About Tyler







Even before Tyler came into this world in the winter of 1992, my wife Robin and I (each the ripe old age of 21) had been informed that Tyler’s brain had not developed properly and that his prognosis for life, and certainly a “normal” life was not very good.  Even if he survived to be born, the probability of severe disabilities was almost certain.  For Robin and I there was no need for discussion.  Tyler would be given the opportunity to live his life in whatever way that meant, and we would love him until the end, whatever that would mean.

Tyler did indeed survive until his birth but within minutes he stopped breathing and had to be revived.  On his second day he would face brain surgery to relieve the fluid pressure in his brain.  It was obvious from the beginning that Tyler had a strong fighting spirit.  In about a week, we all left the hospital and headed for home.  Before I could get my coat off, he and I were curled up sleeping on the couch.  And in many respects this was how things would always be - we would face the many upcoming challenges knowing that somehow we could get through it and make him comfortable once again.  Over the years we would encounter many surgeries that included shunt revisions, eye surgery, hernias, and even a bowel resection.  But each time we would fight on until we could rest once again.

It seemed at each expected milestone we fell further behind.  He crawled in good time, but sitting up was difficult because his core strength was so weak.  We worked with therapists very early on trying to help strengthen him.  Speech was generally one word which was difficult for others to understand.  He didn’t walk until he was nearly 3.  And he could not move his bowels in the toilet until he was 13.  And yet regardless of these delays, there always remained a hearty spirit.  He made up for his physical limitations with a contagious and robust personality which continues to serve him well even now.

Tyler has a smile and a laugh that makes you smile right with him.  He loves to feel that he has pleased someone else and will encourage you to pat him on the back and offer an enthusiastic word.  He loves to play basketball (he is quite an accurate shooter), roll bocce balls, and especially take walks with me.  We walked all the time regardless of where we lived or what we were doing.  This is a theme that you will find often within the blog.
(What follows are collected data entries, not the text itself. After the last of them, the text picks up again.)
PR #1456, opened 2026-08-25
feat(hooks): configurable required scheduled-review kinds (leaks irreducible)

WingedGuardian:
## What

Makes the merge gate's required **scheduled-review kinds** configurable via local config instead of a hardcoded tuple, so an install can relax the structural **code-review** routine to *advisory* — without weakening the public default or the secret scanner.

## Why

The scheduled `code-review` and `leaks` routines are quota-capped; when `code-review` is rate-limited it blocks merges even though an equivalent adversarial pass (genesis-architect / the local review-depth gate) already ran. Operators should be able to make code-review advisory locally while keeping the secret scanner mandatory — a secret reaching a public repo is irreversible.

## Changes

- **`scripts/hooks/git_push_guard.py`** — new `_required_scheduled_review_kinds()`:
  - reads `merge_gate.required_scheduled_reviews` (a list) from `~/.genesis/config/genesis.yaml`;
  - **DEFAULT unchanged** (`code-review` + `leaks`) — no install that doesn't set the key is affected;
  - **`leaks` is irreducible** — always unioned in, never removable by config;
  - **fail-closed** to the full default on any missing / unreadable / malformed / wrong-type config; kinds lowercased to the marker grammar.
  - The check function consumes it; report path and merge-block path share the one decision.
- **`SKILL.md`** — documents the lever generically.
- **Tests** — `TestRequiredScheduledReviewKinds` + `TestScheduledGateUsesRequiredKinds` (default=both, relax→leaks-only, leaks-irreducible-even-if-omitted, empty/malformed→fail-closed, case-insensitive, gate integration); pinned the pre-existing characterization corpus's autouse fixture to the default policy so it stays install-agnostic.

## Review

Adversarial security review (genesis-security-reviewer): **fail-open enumeration all-clear** — `leaks` cannot be dropped on any branch. Found + fixed a HIGH (characterization-corpus test isolation) and a WARNING (config case-sensitivity). Lever unit + gate-integration + char-corpus tests green; ruff clean.

## Deploy path

Runtime hook — lands on next CC session start after `git pull`. Public default is byte-identical; per-install policy lives only in local `genesis.yaml` (not in this diff).

https://claude.ai/code/session_011v5AJ2U5rqH9yCeum49DH8

### DIFF
--- a/.claude/skills/genesis-development/SKILL.md
+++ b/.claude/skills/genesis-development/SKILL.md
@@ -823,10 +823,14 @@ findings below, a gated `gh pr merge`:
   Claude review (a `/schedule` cloud routine) posts as the repo OWNER's account and
   must carry a marker `<!-- genesis-scheduled-review: head=<full-40-hex-sha> kind=<name> -->`
   naming the exact head it reviewed AND which routine it is (`kind`). The gate blocks
-  unless an owner-authored marker for EVERY kind in `_REQUIRED_SCHEDULED_REVIEW_KINDS`
-  (currently `code-review` + `leaks`) names the PR's current head — so if any required
-  routine never ran, ran on a stale commit, or was rate-limited, the merge blocks
-  (naming the missing kinds). If a routine is pending or rate-limited, wait for it, or
+  unless an owner-authored marker for EVERY effective required kind
+  (`_required_scheduled_review_kinds()` — DEFAULT `code-review` + `leaks`; the leak/secret
+  scanner is irreducible and always required; an install may relax the OPTIONAL kinds to
+  ADVISORY via `merge_gate.required_scheduled_reviews: [<kinds>]` in local `genesis.yaml`)
+  names the PR's current head — so if any required routine never ran, ran on a stale
+  commit, or was rate-limited, the merge blocks (naming the missing kinds). An ADVISORY
+  routine still posts its review on the PR to be read/addressed, but its absence does not
+  block. If a required routine is pending or rate-limited, wait for it, or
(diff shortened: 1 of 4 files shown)


WingedGuardian:
@codex review — merge-gate change: required scheduled-review kinds now config-driven (default unchanged; `leaks` irreducible/never droppable; fail-closed to full default on bad config). Local genesis-security-reviewer pass: fail-open enumeration all-clear. Please scrutinize whether any branch of `_required_scheduled_review_kinds()` can drop `leaks` or otherwise fail-open.

WingedGuardian:

Notes (not violations, informational):
- `_required_scheduled_review_kinds()` in `scripts/hooks/git_push_guard.py` does a lazy `import yaml` inside the function body to read `~/.genesis/config/genesis.yaml`. This mirrors the pre-existing `_canonical_public_repo()` in the same file (line ~1870), which already does the identical lazy-import-for-config-read pattern — so this isn't a new hook-heavy-dependency issue, just consistent with established precedent in this file.
- Exception handling uses `except Exception:` (typed), not a bare `except:` — no violation.
- New behavior (`_required_scheduled_review_kinds`, the config lever, the `leaks`-irreducible union) is covered by two new test classes (`TestRequiredScheduledReviewKinds`, `TestScheduledGateUsesRequiredKinds`) plus a characterization-corpus pin — good coverage, no gaps.
- Commit/PR title carries the `feat(hooks):` conventional prefix. PR body explains the fail-closed/irreducible-leaks design rationale without naming any actual incident, leaked value, or private infrastructure — no CRITICAL wording issue.

---


---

Unfortunately one of his most profound challenges came in the form of his aggression, especially toward Robin.  He can also be aggressive to nearly anyone else given the situation.  When fear or frustration strikes, you can expect anything from a kick to the shin, to a pinch, scratch, or swing of the fist to the arm or shoulder.  Or he may seek out one of the dogs and hit them over the back with his hand or a musical toy.  Another favorite is to kick inanimate objects such as the base of a wall, appliance, or door.  And the more reverberation noise the object would make, the better.  During extreme duress such as during a medical procedure, ALL bets are off.  He can go into full defense mode where he can bite, head butt, and do whatever he feels necessary to protect himself.

Tyler truly lives within the moment he is in.  Because his cognitive skills are extremely limited, and his ability to express his needs is limited as well, he must have 24 hour care.  While he is able to assist in his own care, such as clean himself with assistance, dress with assistance, and eat food properly prepared for him, his caregiver must ensure all preparation work has been properly done.  A caregiver must anticipate all dangers for him since he is not capable of that skill.  So food must be brought to a safe temperature and cut into manageable pieces.  Shower water must be tempered properly for him.  Medications have to be counted out and given to him to take.  Even during simple walks, his caregiver must be looking ahead for upcoming hazards.  This is just the level of care he has always needed.  And obviously as he became older, and we became older, we felt it was time to secure a more long term solution for everyone.

Just a few months ago Tyler was given the opportunity to move into a small home run by a very loving and caring agency.  Even though the process happened more quickly than we expected, we could tell it was the right opportunity for him.  And so far, the adjustment has exceeded our expectations.  Apparently he is enjoying a sense of independence with his new routine.

That brings us to the beginning of this blog.  My hope is that through our experiences and stories you will get to know who Tyler really is.  But just as important, I hope that he continues to provide us the lessons that allow us all to be the best parents, and people, that we can be.  He has taught me so much more than I may ever truly know, and hopefully he can do the same for others here.